# Merry christmas to everyone!



## Wild Bill (May 3, 2006)

Just wanted to take the opportunity to wish everyone a Merry Christmas!

I don't care if you're Christian, Hindu or a devout agnostic of the Flying Spaghetti Monster! I don't care if you're gay or straight or just a little bent. I don't care if you agree with me on political issues or not. Or ANY issues, for that matter!

I also don't care if you play Reuben Ford or Lenny Kravitz, Duane Eddy or Dimebag Darryl.

I just want to wish everyone here the very, very best!

Except for those who spread Disco music amongst the young, of course! There ARE limits!

And a special toast of the eggnog to David Henman, for returning to this board after a long absence! David's initial work with the early April Wine was part of what saved me from Disco!:smile:

:food-smiley-004:


----------



## Starbuck (Jun 15, 2007)

Thanks Wild Bill and the same back to you and All!! Merry Christmas!!!


----------



## keeperofthegood (Apr 30, 2008)

kkjuw I tend to the group that doesn't "do Christmas" XD My wife and kids do Christmas. Most of my friends do too, in some form or other, have one form or other of a December event. There was a psychologist that once commented "well of course there are going to be festivals at this time of year. The weather gets cold, the days get short, and food is no longer fresh. Without a good party, facing winter is just depressing."

So, I do appreciate and respect and in appreciation and with respect to you and to all others here that DO do Christmas:











Merry Christmas ​


----------



## dwagar (Mar 6, 2006)

yes, Merry Christmas everyone.

Stay warm, spend time with friends and family, please DON'T DRINK AND DRIVE.


----------



## Ship of fools (Nov 17, 2007)

*And to you all*

A good night and may you always have a warm bed and cloths on your back and may you never be in need of more then you need.
And when you can drop off some socks or a warm jacket or an old sleeping bag that is collecting dust for the last 10 years to someone who doesn't have and spread your musical jeer to all, now go to bed and in a short while Santa will be here.Merry christmas my friends and thank you for an exciting new year that you will all be bringing to the acoustic section after christmas so I can do some more work.Ship


----------



## greco (Jul 15, 2007)

A very Merry Christmas to all.

ENJOY.... and take good care 

Cheers

Dave


----------



## lbrown1 (Mar 22, 2007)

as my young adult daughter says - happy chocolate calendar month to all!


Merry Christmas.


----------



## GuitarsCanada (Dec 30, 2005)

A safe and happy holiday season to all GC members. Enjoy the time off if you are getting any and be safe. :smilie_flagge17:


----------



## RIFF WRATH (Jan 22, 2007)

All the very best to everyone..........cheers, Gerry


----------



## OldSoulBluesMan (Jul 9, 2009)

A very merry holiday to all!!

best wishes all around.

And heres to hoping that santa brings inspiration to finally finish that song/album/work in progress 

We all have one of the above thats been waiting for that "finishing touch"

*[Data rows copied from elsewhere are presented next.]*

Issue #561, opened 2023-05-08
Allow stopping the installation


joseivanlopez:
There is no way to stop the installation once it starts. Sometimes it does not make sense to continue with the installation, for example if there is an important storage commit error. Now, that kind of errors are reported to the user (see https://github.com/openSUSE/agama/pull/558), but the overall insallation process always continues.

Some open questions:

* How to cancel the installation (from D-Bus point of view)?
* How should the UI to offer the option for canceling the installation?
* How should the UI behave after canceling the installation?

mvidner:
From the viewpoint of the lower layers:

The **D-Bus specification/protocol** does not have an API for ending a service, it assumes a connection simply drops off the bus by its process ending or by closing its socket. Some services implement a timeout, other implement an explicit `Quit` method.
If we do this we may create a problem where the UI client keeps talking to us, activating another instance with a reset state and not realizing it. If the client wants to detect that, it should use `org.freedesktop.DBus.GetNameOwner`, save the service unique connection ID (`:1.42`) and compare it later.

**ruby-dbus** so far does not care how to disconnect (and perhaps reconnect), it assumes that a connection lives until your process ends (https://github.com/mvidner/ruby-dbus/issues/43). I think it is fine for Agama, just mentioning it for completeness.

dgdavid:
@joseivanlopez, @mvidner 

This looks a bit out-dated to me after latest API changes, but maybe it is not. The thing is that we have [another open issue about this topic](https://github.com/agama-project/agama/issues/3321), so maybe revisiting it is not a bad idea.

imobachgs:
Let's close this one and keep #3321 open (reported from outside the team).

PR #3709, opened 2026-07-10
Add cancel button to installation progress screen

mvarlese:
Fixes https://github.com/agama-project/agama/issues/3321.

Users can now abort an ongoing installation via a cancel button displayed during the installation progress. The button triggers a confirmation dialog before canceling to prevent accidental aborts.

Backend changes
Add CancelInstall action to API
Handler resets stage to Configuring and clears progress
Frontend changes
Add cancelInstallation() API function
Add cancel button with confirmation dialog to InstallationProgress
Dialog warns user that all ongoing operations will stop


dgdavid (commented):
Hi @mvarlese  👋 

Thanks a lot for the PR 🙏 It's great to see people contributing to the project 🎉 

Setting the backend aside for a moment, I'd like to share my thoughts on this "Cancel" feature from the UI point of view.

At first glance, this looks like a simple, low-risk feature that's ready to ship, especially after seeing your implementation. But it's actually more complicated than it seems, and that's one of the reasons why I think we haven't implemented it yet. We actually have already discussed some of the challenges in #561, especially [lslezack's comment](https://github.com/agama-project/agama/issues/561#issuecomment-4126356744).

Even though you've intentionally limited this PR to the installation progress screen, there are still a few important questions we should answer first:

*   **When should "Cancel installation" be available?** Should it always be available? Only during the configuration phase? Or only once the installation has actually started?
*   **When available during the configuration phase**, before anything is installed, what does the action actually do? Reboot? Shut down? In that case, "Cancel" isn't really the right term because there's nothing in progress to cancel.
* **When available during the installation phase**, as in this PR, things become more complicated. "Cancel installation" is probably a good label, although the confirmation dialog could be rewritten to be less repetitive and more informative. It might also need to account for the fact that the installation keeps running while the dialog is open, so by the time the user confirms, the system may already be in a different state than when the dialog first appeared. More importantly, what do we tell users about the state of their system after they cancel? As far as I know, Agama can't currently show a meaningful "Installation canceled" summary explaining what was completed and what wasn't. Partitioning may have finished, packages may be only partially installed, and the bootloader may or may not be configured. Without that information, users are left with a machine in an unknown state. It's also important to make it clear that **canceling does not restore the previous system**. Anything that has already been done, whether partitioning, package installation, or bootloader configuration, cannot be rolled back.

*   **What should happen immediately after canceling?** Powering off might be the safest option, but the user may simply want to reboot and try again. Either way, we could be handing them a system that won't boot. At the time of cancellation, we don't have enough information to make that decision for them. One option would be to let users choose in the confirmation dialog, for example "Cancel and reboot", "Cancel and power off", or "Continue installation". However, that also increases the cognitive load for what should ideally be a simple interaction.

With all this cold I know I'll find the time to pick up the Taylor and keep on pluckin'


Very merry happy holidays 
OSBM


----------



## Rumble_b (Feb 14, 2006)

Merry Christmas to you too Bill and to everyone else.


----------



## hollowbody (Jan 15, 2008)

Thanks Bill!

Right back at you and everyone else here! Hope you and all your families have a fun and safe holiday season!


----------



## Rugburn (Jan 14, 2009)

*"WOW,LIKE, MERRY CHRISTMAS MAN!!"*


----------



## Big_Daddy (Apr 2, 2009)




----------



## mhammer (Nov 30, 2007)

If you guys only knew just how much Bill actually *looks* like Santa.....:smile:


----------



## greco (Jul 15, 2007)

mhammer said:


> If you guys only knew just how much Bill actually *looks* like Santa.....:smile:


and/or Randy Bachman !! (Wild Bill....I hope you can take this as a compliment)

A special Merry Christmas to Wild Bill...just in case he is not much of a Bachman fan.

Cheers

Dave


----------



## Fader (Mar 10, 2009)

Merry Christmas Wild Bill!
Happy Festivus to the rest of us.


----------



## Wild Bill (May 3, 2006)

greco said:


> and/or Randy Bachman !! (Wild Bill....I hope you can take this as a compliment)
> 
> A special Merry Christmas to Wild Bill...just in case he is not much of a Bachman fan.
> 
> ...


Are you kidding? Randy has always been one of my heroes!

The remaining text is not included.